Kumba bags Sishen expansion surface rights

[miningmx.com] – KUMBA Iron Ore put to bed another regulatory concern announcing this morning it had been granted surface rights by the Department of Mineral Resources (DMR) over a portion of land crucial to the expansion of its flagship Sishen iron ore mine.

In its last financial year, the Constitutional Court judged the company’s Sishen Iron Ore Company (SIOC) the only entity able to apply for mining rights at the Sishen mine.

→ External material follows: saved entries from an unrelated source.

PR #152, opened 2023-09-29
Add extra information/context to observability dashboard

philmcmahon:
## What does this change?
Initially the observability dashboard focussd on errors occuring during the extraction process. Errors can occur at other times during ingestion. This PR aims to expose those situations by adding some extra fields to the events API and rendering some new data. 

There is a new table showing pre-extraction ingestion events:
Screenshot 2023-09-29 at 15 04 12

Ingestion errors are now broken down based off the associated ingestion event:

Screenshot 2023-09-29 at 15 05 51

To make this work I've had to add a new 'IngestionEventStatus' field to the BlobStatus model. I think this makes sense. Extractor events are excluded for now as they are accounted for elsewhere (I actually think it would be useful to show them in this table, but it would involve quite a bit of extra work to get the extractorName included in ingestionEventStatus so one for a future bit of work)

The motivation for this work came off the back of work to deal with pre-extractor errors:
 -  https://github.com/guardian/giant/pull/146
 -  https://github.com/guardian/giant/pull/149 

With the dead letter queue we will no longer get millions of errors/events for files that fail the initial ingest. This PR helps make it easier to spot and debug them in the observability dashboard

## How to test
Tested on playground and locally. This PR depends on https://github.com/guardian/giant/pull/151 (the data type that postgres returns for EXTRACT EPOCH changes between versions 13 and 15)


frontend/src/js/components/IngestionEvents/IngestionEvents.tsx
```diff
@@ -172,10 +199,22 @@ const renderExpandedRow = (blobStatus: BlobStatus) => {
                 </p></>
             })}
         </div>
+        <h4>All ingestion events prior to extraction</h4>
```
zekehuntergreen, line 202: Might be worth putting a similar title above the first section e.g. "Extraction events"?

zekehuntergreen (approved):

frontend/src/js/components/IngestionEvents/IngestionEvents.tsx
philmcmahon: good shout, I've also reordered it so that the different sections are in order rather than having extractors first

The decision ended a four-year legal dispute with Imperial Crown Trading which claimed a right over 21.4% of SIOC’s land, and ArcelorMittal SA.

The surface rights granted today had belonged to Transnet, the state-owned transport utility, in terms of a rail route that passed through the Sishen mine.

The route has been relocated to allow for an expansion at Sishen – known as the Sishen Western Expansion Project (SWEP) – but the rights had remained with Transnet.

Following the transfer of the surface rights by the DMR, Kumba would proceed with the implementation of its mining plan from the second half of the 2014 financial year, it said in a statement today.

Access to the property was integral to development the SWEP which, if it had not been accessed, would have affected about 30% of the mine’s 262 million tonne (mt) mineral reserves.

Norman Mbazima, CEO of Kumba Iron Ore, hailed the surface rights transfer as a sign the group’s relationship with the DMR was improving – a comment no doubt aimed at accelerating Kumba’s last major remaining regulatory challenge which is to win 100% of the mining right for SIOC over the Sishen mine.

Commenting on its outlook for the current 2014 financial year, Mbazima said the firm would maintain last year’s exports of 39.1mt in an effort to rebuild stockpiles.

Stockpiles had been depleted partially owing to production problems at the firm’s flagship Sishen iron ore mine. Output for the 2013 financial year was 8% lower at just over 30mt.

Mbazima said Sishen’s production would climb back to 35mt in the current financial year in terms of a mine recovery and optimisation plan on which the company had been working for most of the 2013 financial year. By 2016, output from Sishen was planned to be 37mt, a return to its nameplate capacity.

Sishen’s operational troubles stem from the changing face of its geology with the orebody thinning and dipping to the west. This requires Kumba to mine more waste than in previous years as it develops the orebody for a return to previous production.

All in all, Kumba’s total production was only 2% lower despite Sishen’s problems. This was owing to the continued out-performance of the Kolomela mine which Kumba commissioned in 2012. The mine has a nameplate capacity of 9mt but produced 10.8mt in the 2013 financial year.

During the period, the iron ore price was 2% higher which, coupled with a weakening of the rand against the dollar, helped Kumba to a healthy increase in revenue. The outcome for was a 24% increase in headline earnings to R28.4bn and a total dividend of R40,04 per share equal to a 26% increase in shareholder rewards year-on-year.

Despite this relatively uppish performance, Mbazima said 2014 would be a year in which the company delivered on a strategy aimed at rebuilding output. There was also the possibility of lower prices in the second half of the year as production came on from Brazil and Australia.